The varying degrees of ethicality between these platforms reflects Donath’s (1999, p55) belief that “in the electronic domain, the design of the environment is everything”. The structure of this environment, she argues, dictates the nature of the communication that takes place within it. Consequently, so too does the environment’s design determine what is and what is not ethical. Consider again the differences between my pseudonymous activities on Tumblr and the BowlsWorld forums. Much like Donath’s (1999) experiences with the Usenet newsgroups, interaction within the BowlsWorld forums is largely formed around the premise that users are portraying themselves authentically. On the other hand, identity manipulation and experimentation are often looked upon more optimistically (and, in turn, viewed as ethically acceptable) within the design of blogging environments such as Tumblr (van Dorn et al 2007).
Regardless of these considerations, Caspi and Gorksy (2006, p58) propose that the ethical concerns of deception in digitally mediated communication may be somewhat removed from those traditionally associated with face to face interactions. For instance, they note that deceivers rarely experience the “negative emotions, like guilt, shame and fear” that are conventionally associated with unmediated communication. Crowell et al (2005, cited in Caspi & Gorksy 2006) explain this phenomenon as being a result of the intangibility of digitally mediated matter. Due to the perception of the digital as distinct and separate from the ‘real’, online communication is often subject to a distorted ethical sensitivity. That is to say, although certain moral concerns may present themselves in face to face communication, they are commonly lost through computer mediated environments.
A major ethical issue for online deception is the impact it has on virtual communities and the integrity of the communication that takes place within them. Like all interaction, online communication “is founded on a presumption of truth” (Buller & Burgoon 1996, p203). Thus, when this truth is compromised by deceptive acts, there can be considerable negative impacts on virtual communities. Perhaps most significant of these consequences is the potential for degradation of trust amongst members. When such groups lose trust, observes Wagner et al (2006), there is often an accompanying decrease of interaction between members and, subsequently, a loss of social capital.
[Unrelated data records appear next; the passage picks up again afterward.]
PR #394, opened 2024-11-28
Change message size limits

petricadaipegsp:
This PR introduces the following changes:
- The built in sync RPC server message limits have been increased to 40 MiB, in order to allow larger frames to be sent via it.
- The soft max message size limit in the PubSub has been lowered to 1 MiB. Note that the soft limit only affects batched messages (like `IHAVE`, `IWANT`, `IDONTWANT` and multiple `PUBLISH` messages as a result of an `IWANT`).
  - This change improves latency by allowing messages to be received by the requesting peer faster, thus allowing this peer to emit `IDONTWANT` messages to its mesh, and to start heartbeating them as well.
  - Large messages are still allowed on the mesh, but longer term we need to get rid of them. They cause massive delays as they cannot be passed forward while being downloaded.

### DIFF
--- a/go-libp2p-blossomsub/pubsub.go
+++ b/go-libp2p-blossomsub/pubsub.go
@@ -26,8 +26,8 @@ import (
 	logging "github.com/ipfs/go-log/v2"
 )
 
-// DefaultSoftMaxMessageSize is 10 MiB.
-const DefaultSoftMaxMessageSize = 10 << 20
+// DefaultSoftMaxMessageSize is 1 MiB.
+const DefaultSoftMaxMessageSize = 1 << 20
 
 // DefaultHardMaxMessageSize is 20 MB.
 const DefaultHardMaxMessageSize = 10 << 21
--- a/node/consensus/data/data_clock_consensus_engine.go
+++ b/node/consensus/data/data_clock_consensus_engine.go
@@ -331,8 +331,8 @@ func (e *DataClockConsensusEngine) Start() <-chan error {
 	e.pubSub.Subscribe(e.infoFilter, e.handleInfoMessage)
 	go func() {
 		server := qgrpc.NewServer(
-			grpc.MaxSendMsgSize(20*1024*1024),
-			grpc.MaxRecvMsgSize(20*1024*1024),
+			grpc.MaxSendMsgSize(40*1024*1024),
+			grpc.MaxRecvMsgSize(40*1024*1024),
 		)
 		protobufs.RegisterDataServiceServer(server, e)
 		if err := e.pubSub.StartDirectChannelListener(


petricadaipegsp:
Putting this on hold until we decide if this is the way we want to go forward.

go-libp2p-blossomsub/pubsub.go
```diff
@@ -26,8 +26,8 @@ import (
 	logging "github.com/ipfs/go-log/v2"
 )
 
-// DefaultSoftMaxMessageSize is 10 MiB.
-const DefaultSoftMaxMessageSize = 10 << 20
+// DefaultSoftMaxMessageSize is 1 MiB.
+const DefaultSoftMaxMessageSize = 1 << 20
 
 // DefaultHardMaxMessageSize is 20 MB.
 const DefaultHardMaxMessageSize = 10 << 21
```
CassOnMars, line 33: I'd argue we should increase the hard maximum to stay in sync with the grpc server, and have the grpc server use this value for consistency

petricadaipegsp: Increasing it is not panacea. The bigger we make it, the easier it is for potential attackers to create broadcast storms of bad messages with large sizes and to consume excessive bandwidth. All of the scoring in Gossip/BlossomSub are based on message counts / rates, and not bandwidth effectively spent on a message, under the assumption that large messages are not really what is broadcasted via PubSub (and instead the PubSub is used only to broadcast that the peer _has_ the data, not the data itself).

It also doesn't solve our large frame issue - middle peers which are not updated will still drop these jumbo frames, and it takes quite some time until peers are updated, and by that time, we can do fragmentation.

I personally want this value back to something like 2 or 4 MiB - it is way too big to be useful, and we see this today with the 17-18MiB messages that take a minute to propagate.

CassOnMars: wouldn't the problem persist with fragmentation, given we drop non-conformant messages?

petricadaipegsp: That's correct, and it is why I've used a different bitmask (4 leading zeroes) for the fragment bitmask.

There is no real backwards compatible option here:
- Frames bigger than 20 MiB can be synced only from the beacon, because the beacon has increased limits. `2.0.4-p2` has a 20 MiB limit (what this PR is about).
- Even if the PubSub limit is increased on the beacon, and the middle nodes are also updated, if the receiver is not updated, they cannot receive the frame whose size exceeds 20MiB.
- The only case in which an out of date node can download a frame, is if they download it from an updated node with increased limits (what this PR proposes).

Even nodes which are altruistic enough today to set their rate limits to more than 10 unique peers per minute cannot send frames above 20MiB, due to the gRPC message size limits.

PR #396, opened 2024-11-28
Support frame fragmentation and dissemination

petricadaipegsp:
This PR introduces a frame fragmentation system based on Reed-Solomon error correction codes.

Currently, frames have large sizes (~20MiB, sometimes even more), which limits how fast they propagate around the mesh. As a reminder, a message cannot be broadcasted to nearby peers until it is fully transferred and validated. While we could keep on increasing the max message size, it won't help much with the propagation speed.

Instead, what we could do is to split the binary representation into multiple shards, apply RS EC, and propagate the resulting shards individually. As they are smaller messages, they should propagate faster throughout the mesh, and losses are handled more gracefully.

The beacon is responsible for publishing the fragments. It can choose multiple styles of publication via configuration. Available options are:
  - `full` - publish only the full frame.
  - `fragmented` - publish only fragmented form of the full frame.
  - `dual` - publish both fragments and the full frame.
  - `threshold` - publish the full frame if the size of the frame is below a certain threshold, or fragment the frame otherwise.

The fragmentation parameters (the number of data shards and parity shards) are self contained - the sender (the beacon) can alter them on demand, and the receiver will determine them automatically from the fragment contents.


petricadaipegsp:
I've ran tests in the past 24 hours with these changes, by having a server re-transmit the frame in fragmented form on the main net. The RS data / parity shard, and the hash functions have been chosen based on this testing in order to minimize latency.

Synthetic benchmarks are available for these parameters in the `fragmentation` package. Generally, the latency is very sensitive to the hashing function, and `sha256` has been the fastest cryptographic hash available (I did not test `blake3`, but I can do it if there is interest in doing so). The the fragmentation and re-assembly are not bottlenecks.

PR #416, opened 2025-01-23
Rust module dependencies version bump

blacks1ne:
Bumps version of Rust module dependencies.
UniFFI version cannot be updated due to missing Go bindings.
There seems to be no impact on the performance.


CassOnMars:
will rebase this and include it in the same update with the upgrade to v0.3.0 of uniffi-bindgen-go

PR #422, opened 2025-01-24
Fix Docker warning about FROM and AS being in different letter case

blacks1ne:


winged-pegasus:
Resolved by #429.  I merged with my changes, thank you!

PR #424, opened 2025-03-29
improve docker build flow

winged-pegasus:


winged-pegasus:
This may need some rework, feel free to reopen if it was an overall improvement for you.

PR #425, opened 2025-03-30
improve compile error feedback

PalanQu:


CassOnMars:
This is great! Getting to a more formalized structure like this will help upstream consumers of the tooling. Thanks!

PR #453, opened 2025-10-26
Default to Info log level unless debug is enabled

blacks1ne:
Sets file logger's logging level to _Info_ unless **debug** parameter is enabled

Online technologies greatly facilitate deception. The asynchronous nature of digitally mediated communication grants individuals the tools to self-censor and more successfully present their “ideal” selves online. Furthermore, the disembodiment of this communication provides individuals with a “cloak of words” behind which they can easily portray identities separate from those that are anchored to the physical world (Rheingold 2000). However, fallacious identities, like that of Morris Thatcher, are inextricably linked to a number of ethical concerns, not least of which is the impact they have on virtual communities. Indeed, whether innocuously or maliciously motivated, deception remains a substantial influence in online public cultures.